From superposition to sparse codes: interpretable representations in neural networks
David Klindt, Charles O'Neill, Patrik Reizinger, Harald Maurer, Nina Miolane
TL;DR
The paper addresses how neural networks encode information when multiple concepts are represented in a single distributed vector by proposing that representations exhibit superposition, i.e., linear additivity in the latent space. It develops a three-step framework: (1) identifiability theory showing latent features can be recovered up to a linear transformation from supervised learning, (2) sparse coding and compressed sensing to lift sparse, interpretable factors from superposed activations, and (3) quantitative interpretability metrics to evaluate recovered features. A mathematical world model with latent variables $z$, data $x=g(z)$, and representation $y=f(x)$ shows that the composite map $h=f\\circ g$ is linear and invertible under reasonable assumptions, enabling sparse decoding when $M\\ll N$. The authors connect theory to prior AI and neuroscience work, discuss sparse autoencoders and interpretability tasks like Word Intrusion Tasks, and argue that this framework supports AI transparency and a deeper understanding of neural coding.

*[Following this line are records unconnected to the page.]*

PR #735, opened 2026-07-07
fix(agent): deliver terminal job outcomes over REST, not the WebSocket

ioanalytica:
## Problem

A managed agent runs each session command in a **worker thread** and reported the outcome (`command_result` / `command_error`) back over the **same WebSocket** the recv loop uses for keepalive.

A job result can be large — an archive listing is hundreds of KB. Sending it as one WebSocket frame holds `websocket-client`'s per-connection send lock for the whole write, which **starves the keepalive pong** the recv loop must emit. The server then hits its ws-ping timeout (uvicorn default **20 s**) and closes the session **mid-send** → the result is lost and the job stays in-flight until the reaper fails it **15 minutes** later.

Symptom: **archive browsing returns an empty dialog** (and the repo is briefly blocked for other operations by admission), while `borg list` on the node itself is fast.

Practical implications include guiding the design of interpretable representations, scalable inference for sparse codes, and robust interpretability evaluations across artificial and biological systems.
Abstract
Understanding how information is represented in neural networks is a fundamental challenge in both neuroscience and artificial intelligence. Despite their nonlinear architectures, recent evidence suggests that neural networks encode features in superposition, meaning that input concepts are linearly overlaid within the network's representations. We present a perspective that explains this phenomenon and provides a foundation for extracting interpretable representations from neural activations. Our theoretical framework consists of three steps: (1) Identifiability theory shows that neural networks trained for classification recover latent features up to a linear transformation. (2) Sparse coding methods can extract disentangled features from these representations by leveraging principles from compressed sensing. (3) Quantitative interpretability metrics provide a means to assess the success of these methods, ensuring that extracted features align with human-interpretable concepts. By bridging insights from theoretical neuroscience, representation learning, and interpretability research, we propose an emerging perspective on understanding neural representations in both artificial and biological systems. Our arguments have implications for neural coding theories, AI transparency, and the broader goal of making deep learning models more interpretable.